Saved entries
------------------------------------------------------------------------

PR #1292, opened 2025-06-19
Remove enable logic for SoC-wide clock generator

stnolting:
Now the clock generator is always active providing "derived" clocks for the IO modules.


stnolting:
A continuously running 12-bit counter (= the clock generator) is probably negligible compared to a permanently toggling clock tree (as far as dynamic power dissipation is concerned)... 😉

------------------------------------------------------------------------

→ Work item: Output each entry precisely as given.

→ Answer box:
PR #1292, opened 2025-06-19
Remove enable logic for SoC-wide clock generator

stnolting:
Now the clock generator is always active providing "derived" clocks for the IO modules.


stnolting:
A continuously running 12-bit counter (= the clock generator) is probably negligible compared to a permanently toggling clock tree (as far as dynamic power dissipation is concerned)... 😉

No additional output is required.